2002: left & right brain symmetric experiments: prediction of the outcome of experiments.
Both left and right brain can predict the outcome and disagree. Once the agree to disagree, they can run the experiment. They can bet, and one will be the—surprised—loser and one will be the winner. Winner sometimes gets copied over loser. The loser has to pay the winner.
One has a better model than the other.
The intrinsic reward is essentially moving form one guy to the other.
The sum of intrinsic rewards is always zero—what one gains, the other loses.
Each one is maximally motivated to create data that comes up with an experiment that the other finds attractive to the other but where both predict a different outcome.
If they both predict the same result, they are not interested in the experiment because there is nothing to learn, there is no fun.
Only when the predictions differ, you have the incentive to run the experiment, in order to have fun and learn.
That’s why the increase their repertoire of pluralistic programs, learning and building on the previously learned repertoire [and have fun!]
[So, different opinions are actually very valuable! They hold the option to create something new, to innovate, and to progress while having fun, provided you agree to disagree and do the experiment (TRIAL RUN or PROEF OP DE SOM).]
Just like a little baby that focusses on tiny bits to make progress.
The fun of improving motor skills. Why should anyone learn juggling? Learning motor skills is also driven by the desire to create novel patterns. Juggling is fun because it is regular and ypu get a lot of reward because it leads to a novel way of behaving and saves bits and adds to your existing patterns.
[Patterns == behavior; novel behavior -> change; change is fun!]
Intrinsically motivated cumulatively learning robots.
Pieter Adriaans: beauty not very compressible, not incompressible, but somewhere in between.
Pleasingness is dependent on the observer: the amount of compression (the first derivative) is a measure for pleasure. That is why some things are pleasurable for some but not for others. It’s an inverse hyperbolic curve with a maximum. The maximum is (personally) subjective. And it is a dynamic thing—what once was interesting and fun, becomes standard and boring; you evolve.

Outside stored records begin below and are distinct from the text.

Issue #22957, opened 2020-08-08
Healthcare: InPatient transfer checkIn time validation


mujeerhashmi:
@ruchamahabal @akurungadam 
## Description of the issue
The InPatient transfer should not allow checkin time to be greater than `now`. This validation is missing.

ruchamahabal:
fixed by @akurungadam in https://github.com/frappe/erpnext/pull/22958
Closing

PR #22958, opened 2020-08-08
fix: Inpatient Record - Transfer check-in time validation

akurungadam:
Issue: https://github.com/frappe/erpnext/issues/22957

Added validation, client side only

Screen Shot 2020-08-08 at 20 21 06

### DIFF
--- a/erpnext/healthcare/doctype/inpatient_record/inpatient_record.js
+++ b/erpnext/healthcare/doctype/inpatient_record/inpatient_record.js
@@ -150,7 +150,7 @@ let transfer_patient_dialog = function(frm) {
 			if(check_in > frappe.datetime.now_datetime()){
 				frappe.msgprint({
 					title: __('Not Allowed'),
-					message: __('Check-in time should not be later than current time'),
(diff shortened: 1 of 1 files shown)


erpnext/healthcare/doctype/inpatient_record/inpatient_record.js
```diff
@@ -147,7 +147,12 @@ let transfer_patient_dialog = function(frm) {
 			if(dialog.get_value('service_unit')){
 				service_unit = dialog.get_value('service_unit');
 			}
-			if(!check_in){
+			if(check_in > frappe.datetime.now_datetime()){
+				frappe.msgprint({
+					title: __('Not Allowed'),
+					message: __('Check-in time should not be later than current time'),
```
ruchamahabal:
```suggestion
					message: __('Check-in time cannot be greater than the current time'),
```
To be consistent with the error messages

ruchamahabal (changes requested):

ruchamahabal (approved):

PR #22966, opened 2020-08-09
fix(membership): currency should be a link

barredterra:
Currency should be a Link field. If there's a valid reason memberships can only be in USD or INR, restricting the query might be a better approach.


ruchamahabal (approved):

erpnext/non_profit/doctype/membership/membership.json
```diff
@@ -90,9 +90,9 @@
   },
   {
    "fieldname": "currency",
-   "fieldtype": "Select",
+   "fieldtype": "Link",
    "label": "Currency",
-   "options": "USD\nINR"
+   "options": "Currency"
   },
```
ruchamahabal, line 96: @barredterra You will also need to change the modified timestamp in this case.

ruchamahabal (changes requested):

deepeshgarg007 (approved):

PR #22991, opened 2020-08-10
fix: HR desk page

Anurag810:
Removed payroll from HR desk page


erpnext/hr/desk_page/hr/hr.json
```diff
@@ -64,8 +64,8 @@
  "category": "Modules",
  "charts": [
   {
-   "chart_name": "Attendance Count",
-   "label": "Attendance Count"
+   "chart_name": "Outgoing Salary",
```
ruchamahabal: The Outgoing Salary chart is a part of the Payroll Module so it should be the default chart of Payroll and not HR Desk Page, right?

ruchamahabal (approved):

PR #22992, opened 2020-08-10
fix: handled condition if staffing isn't created

AfshanKhan:
When the staffing plan wasn't created DB returns following:
Screenshot 2020-08-10 at 11 05 12 PM

So added a check in the condition to check for None of the vacancies

Also added a condition to display error msg if there is no staffing exist. So if there is no staffing for a particular Designation this is how the error msg would look.
Screenshot 2020-08-10 at 11 04 14 PM


erpnext/hr/doctype/job_offer/job_offer.py
```diff
@@ -24,8 +24,8 @@ def validate_vacancies(self):
 		check_vacancies = frappe.get_single("HR Settings").check_vacancies
 		if staffing_plan and check_vacancies:
 			job_offers = self.get_job_offer(staffing_plan.from_date, staffing_plan.to_date)
-			if staffing_plan.vacancies - len(job_offers) <= 0:
-				frappe.throw(_("There are no vacancies under staffing plan {0}").format(frappe.bold(get_link_to_form("Staffing Plan", staffing_plan.parent))))
+			if staffing_plan.vacancies is None or staffing_plan.vacancies - len(job_offers) <= 0:
```
marination:
```suggestion
			if not staffing_plan.get("vacancies") or staffing_plan.vacancies - len(job_offers) <= 0:
```

erpnext/hr/doctype/job_offer/job_offer.py
```diff
@@ -24,8 +24,8 @@ def validate_vacancies(self):
...
+				frappe.throw(_("There are no vacancies under staffing plan {0}").format(frappe.bold(get_link_to_form("Staffing Plan", staffing_plan.parent) if staffing_plan.parent else 'for ' + self.designation)))
```
marination: Could be broken into two lines for readability. Define what to substitute in a variable and then use it in the next line

AfshanKhan:

marination (dismissed):

erpnext/hr/doctype/job_offer/job_offer.py
```diff
@@ -24,8 +24,13 @@ def validate_vacancies(self):
 		check_vacancies = frappe.get_single("HR Settings").check_vacancies
 		if staffing_plan and check_vacancies:
 			job_offers = self.get_job_offer(staffing_plan.from_date, staffing_plan.to_date)
-			if staffing_plan.vacancies - len(job_offers) <= 0:
-				frappe.throw(_("There are no vacancies under staffing plan {0}").format(frappe.bold(get_link_to_form("Staffing Plan", staffing_plan.parent))))
+
+			if not staffing_plan.get("vacancies") or staffing_plan.vacancies - len(job_offers) <= 0:
+				error_variable = 'for ' + frappe.bold(self.designation)
+				if staffing_plan.parent:
```
marination:
```suggestion
				if staffing_plan.get("parent"):
```
If no vacancies high chances are that parent is None too (going by your screenshot). Try to use get in most places where it is uncertain if the attribute exists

The theory of humor is also based on unexpectedness. Why is something funny? Because it is unexpected, and you find a quick way to incorporate it as a new pattern, a new way of doing things. The fun part is in the progress of learning. Humor takes something that is incompressible at first, but then recognizes its compressibility and learns that into a new habit or trait. You save the bits. So the first derivative is the crucial thin.g It’s not the compressibility itself. It’s the dynamic process that leads to learning before and after compressing.
[So, life is a constant stream of novel patterns you experience. Life is a pattern generator, where a new pattern is only incrementally different from previous patterns.]
Q: So, why is everone still going to the Louvre to see Mona Lisa while you can see the same picture over and over again on the web?
A: Because the sensory experience of actually going to the Louvre creates a whole stream of novel patterns.
[This is why re-reading a book after a few years is also fun: your paradigm has changed, and therefore re-reading a book creates novel patterns.]